#### Supplied data:
PR #1969, opened 2025-07-14
Multimodal quality benchmark

hengtaoguo:
# Description

the past.

FIXES: b/123456
FIXES: #123456

# Tests

commands to reproduce.

# Checklist

### DIFF
--- a/benchmarks/multimodal/multimodal_eval.py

#### Exercise objective:
Set down the records above once more, exactly as they stand.

#### Exercise solution:
PR #1969, opened 2025-07-14
Multimodal quality benchmark

hengtaoguo:
# Description

the past.

FIXES: b/123456
FIXES: #123456

# Tests

commands to reproduce.

# Checklist

### DIFF
--- a/benchmarks/multimodal/multimodal_eval.py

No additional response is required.